Monday, March 31, 2014

Some R functions for calculating chance-corrected agreement coefficients

Several researchers have shown interest in having R functions that can compute several chance-corrected agreement coefficients, their standard errors, confidence interval, and p-values as described in my book Handbook and Inter-Rater Reliability (3rd ed.).  I have finally found the time to write these R functions, which can be downloaded from this r-functions page of the agreestat website.

All these R functions can handle missing values without problems, and cover several types of agreement coefficients including Gwet AC1/AC2 (2008, 2012), Kappa coefficients of Cohen (1960), Fleiss (1971), Conger (1980), Brennan & Prediger (1981), Krippendorff (1970), and the percent agreement.

Bibliography:

[1] Brennan, R. L., and Prediger, D. J. (1981). "Coefficient Kappa: some uses, misuses, and alternatives." Educational and Psychological Measurement, 41, 687-699.
[2] Cohen, J. (1960). "A coefficient of agreement for nominal scales." Educational and Psychological  Measurement, 20, 37-46.
[3] Conger, A. J. (1980), "Integration and Generalization of Kappas for Multiple Raters," Psychological  Bulletin, 88, 322-328.
[4] Fleiss, J. L. (1971). "Measuring nominal scale agreement among many raters", Psychological Bulletin, 76, 378-382
[5] Gwet, K. L. (2008). "Computing inter-rater reliability and its variance in the presence of high agreement."  British Journal of Mathematical and Statistical Psychology, 61, 29-48.
[6] Gwet, K.L. (2012). Handbook of Inter-Rater Reliability (3rd Ed.), Advanced Analytics, LLC, Maryland, USA
[7] Krippendorff, K. (1970). "Estimating the reliability, systematic error, and random error of interval data," Educational and Psychological Measurement, 30, 61-70


28 comments:

  1. Dear Kilem,

    First I would like to express my gratitude for preparing R functions for computation of AC1 coefficient. It really saved our project. I would however like to ask you if there is also an R function for computation of AC2 coefficient? I found only the one for AC1 on your web site.

    many thanks for help & best, Gregor

    ReplyDelete
  2. Ah, I just discovered weight matrix... tnx anyway :)

    ReplyDelete
  3. Hello, Kilem!

    My name is Gustavo Arruda.
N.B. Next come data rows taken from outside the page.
PR #5292, opened 2020-12-21
fix(radio/checkbox): show error message if id is missing

### LINKED ISSUE #5269: bug(Radio/Checkbox): when 'id' property is not used the component are not accessible
The documentation is mentioning that this is a required property but it's really easy to miss. I am familiar, but I just noticed that many of our PF4 Radio components in cockpit were inaccessible because I was not using 'id's.

Is there a way that rendering the component would throw an error if the required properties are not passed?

boaz0:
**What**: Closes #5269


tlabaj (approved):
LGTM

dlabrecq (approved):

jessiehuff (approved):
LGTM! :)

boaz0:
Thank you all! :bow: :smile:

PR #5293, opened 2020-12-22
Feat(PageHeader) - Changing logoComponent to revert to span if it is a and no href is provided

### LINKED ISSUE #4665: Masthead: default element for MastheadBrand
https://github.com/patternfly/patternfly/issues/3332

> My thought would be to only make the logo an `a` tag if there's an `href`. In this context an `<a>` tag without an `href` doesn't make much sense.

Referencing the [PageHeader component](https://github.com/patternfly/patternfly-react/blob/master/packages/react-core/src/components/Page/PageHeader.tsx) - since `logoComponent` is an `a` by default, it needs some sort of link attribute for that to be the appropriate element to use there. I wonder if there is a good way to detect whether the element is suitable as an `<a>` or some other element? As in if it has an `href` or sets a location on click, it's rendered as an `<a>`? If it just has a click handler, maybe it should be a `<button>` instead, or `role="button"`, since [an `<a>` without a `href` has no implicit role](https://developer.mozilla.org/en-US/docs/Web/HTML/Element/a#Properties). Otherwise it's rendered as a `<span>`?

I see you can pass a `logoComponent` to achieve these variations, but was curious if there is a way we could do this detection for the user and default to a `<span>` 

UPDATE: The PageHeader and it's `logoComponent` prop are deprecated in v5. But we would want to make this same change to the MastheadBrand component, so that it's only an anchor when an href is provided, otherwise it'd default to a div (and can be overriden by MastheadBrand's `component` prop)

joeldmyers:
Proposed - adds a default href='/' in logoProps. 

#4665 pointed out that it doesn't make sense for the logoComponent to default to an `a` if it doesn't have a link attribute.  

I see three options for fixing this: 

1.  (done in this PR) - leave the logoComponent default to "a", and have a default href="/" in logoProps.  This seemed the cleanest and most straightforward fix for this to me.  I reviewed a number of sites and the vast majority have their header logo link to their home page. 

2. Default the logoComponent to  be a `span`, with no default href - this may risk breaking any settings who are using the default "a" but have an href or other in logoProps.

3. As suggested in #4665, have some kind of detection of what is being passed in and conditionally show it as span or a depending.  This could possibly be achieved with something like this - 

```
const getDefaultLogoComponentType = (logoProps: { [key: string]: any }): string => {
  let logoComponentType = 'span';
  if (logoProps.href || logoProps.onClick) {
    logoComponentType = 'a';
  }
  return logoComponentType;
};


export const PageHeader: React.FunctionComponent<PageHeaderProps> = ({
  ...
  logoComponent = getDefaultLogoComponentType(logoProps),
  ...props
}: PageHeaderProps) => {

```

However, testing out all the various ways this could be set up, with different router types etc., could get messy, and  to me, somewhat defeats the purpose of having defaultProps.  

Please LMK thoughts on this front.

**What**: Closes #4665

**Additional issues**:

### DIFF
--- a/packages/react-core/src/components/Page/PageHeader.tsx
+++ b/packages/react-core/src/components/Page/PageHeader.tsx
@@ -6,13 +6,18 @@ import BarsIcon from '@patternfly/react-icons/dist/js/icons/bars-icon';
 import { Button, ButtonVariant } from '../../components/Button';
 import { PageContextConsumer, PageContextProps } from './Page';
 
+interface LogoProps {
+  href?: string;
+  ['key']: any;
+}
+
 export interface PageHeaderProps extends React.HTMLProps<HTMLDivElement> {
   /** Additional classes added to the page header */
   className?: string;
   /** Component to render the logo/brand, use <Brand /> */
   logo?: React.ReactNode;
   /** Additional props passed to the logo anchor container */
-  logoProps?: object;
+  logoProps?: LogoProps;
   /** Component to use to wrap the passed <logo> */
   logoComponent?: React.ReactNode;
   /** Component to render the header tools, use <PageHeaderTools />  */
@@ -36,7 +41,7 @@ export interface PageHeaderProps extends React.HTMLProps<HTMLDivElement> {
 export const PageHeader: React.FunctionComponent<PageHeaderProps> = ({
   className = '',
   logo = null as React.ReactNode,
-  logoProps = { href: '/' },
+  logoProps = null as LogoProps,
   logoComponent = 'a',
   headerTools = null as React.ReactNode,
   topNav = null as React.ReactNode,
@@ -49,7 +54,12 @@ export const PageHeader: React.FunctionComponent<PageHeaderProps> = ({
   'aria-controls': ariaControls = null,
   ...props
 }: PageHeaderProps) => {
-  const LogoComponent = logoComponent as any;
+  let detectedLogoComponent = logoComponent;
+  if (logoComponent === 'a' && !logoProps?.href) {
+    detectedLogoComponent = 'span';
+  }
+  const LogoComponent = detectedLogoComponent as any;
+
   if ([false, true].includes(deprecatedIsManagedSidebar)) {
     console.warn(
       'isManagedSidebar is deprecated in the PageHeader component. To make the sidebar toggle uncontrolled, pass this prop in the Page component'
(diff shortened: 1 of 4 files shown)


mcoker:
@joeldmyers I think this is ideally how the component could be setup, I'm just concerned about introducing something that may be a breaking change. Looks like with this, we would be inserting a link where there may have not been one previously, and we can't ensure the link location is valid. Also if a user is currently passing `logoComponent="span"`, the component will render as `<span href="/">`.

I'm curious to hear what others think.

joeldmyers:
Hey @mcoker, after some thought, I agree with you that adding the href might result in undesired breaking changes. I switched this to now have a simple function that changes the logoComponent to span if no href is provided. 

I am not 100% sure that this resolves the concern around breaking changes, so please take a look and let me know thoughts.

mcoker:
@joeldmyers this seems better, though I suppose you could still have a situation where we unexpectedly change the element type, if someone has passed something like `logoProps = { [id/name]: 'some-id' }` expecting it to render as `<a [id/name]="some-id">`. While that would still work with a `<span>`, that would likely still be a breaking change.

I'm also wondering if there are other ways a person could want to use an `<a>` here without passing an `href`.

joeldmyers:
@mcoker good point about the name or id, though I'm a bit conflicted about the ID - isn't it possible for someone to add an ID but not an href here, and mean for the ID to be specifically for CSS (i.e., not intend for it to be clickable)? Maybe remote, but not sure.  I also am not sure how many use cases there may be for IDs for logo links.  

I pushed a change, andn added in more checks for name, target, and onClick.  Let me know thoughts about whether I should add ID or anything else.  

https://developer.mozilla.org/en-US/docs/Web/HTML/Element/a

Also this was probably thought about but if the core issue is UX concern about having `cursor: pointer` for <a> elements with no href, maybe something like this would be a better fix? 

```
.pf-c-page__header-brand-link:not([href]) {
  cursor: default;
}
```

According to this, an a without href is still valid - https://www.w3.org/TR/2011/WD-html5-20110525/text-level-semantics.html#the-a-element

Let me know thoughts. Thanks!

packages/react-core/src/components/Page/PageHeader.tsx
```diff
@@ -6,13 +6,21 @@ import BarsIcon from '@patternfly/react-icons/dist/js/icons/bars-icon';
...
+}
+
 export interface PageHeaderProps extends React.HTMLProps<HTMLDivElement> {
   /** Additional classes added to the page header */
   className?: string;
   /** Component to render the logo/brand, use <Brand /> */
   logo?: React.ReactNode;
   /** Additional props passed to the logo anchor container */
-  logoProps?: object;
+  logoProps?: LogoProps;
```
tlabaj, line 23: Changing the type here might break consumers.

tlabaj (commented):
This is a good solution.  However, it would break the consumer.  I think we will need to hold of on making this update until we have our next breaking change release.

joeldmyers:
OK sounds good, thanks!

tlabaj:
Closing this one for now since it is a breaking change.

I'm from Brazil.

    Congratulations for your contributions in the field of statistics.

    I would like to know if the modified Kappa (Brennan-Prediger 1981) can be used for a test-retest analysis (intra-rater) for an ordinal variable with three categories - using simple ordinal weight?
    Once the modified Kappa was originally developed for nominal variables but can be realized with a larger number of categories (without distinction) in the Agreestat.
    Thank you!

    ReplyDelete
  4. Hi Gustavo,
    Although the Brennan-Prediger is most often used for computing inter-rater reliability, there is nothing that would prevent you from using it to compute intra-rater reliability. The raters in this case, would represent ratings of the same subjects on different occasions. Other than that everything else remain the same. If your ratings are ordinal then you certainly should use ordinal weights to account for the partial agreements that some disagreements represent.

    Thanks

    Kilem

    ReplyDelete
  5. Thank you for your attention!
    And congratulations for your contributions!

    ReplyDelete
  6. Hello Kilem, A question
    if we have multiple judges to calculate the rating sustentantes, but there may be a judge who called only 7 times and others who scored more than 100, I know it would be expected to have similar amounts and read in one of your articles that it is not possible to interpret same. What would be your recommendation? And we perform the analysis AC1

    ReplyDelete
  7. Dr. Gwet,

    I have your 3rd & 4th editions. Thank you very much! Also, thank you very much for creating the R code too!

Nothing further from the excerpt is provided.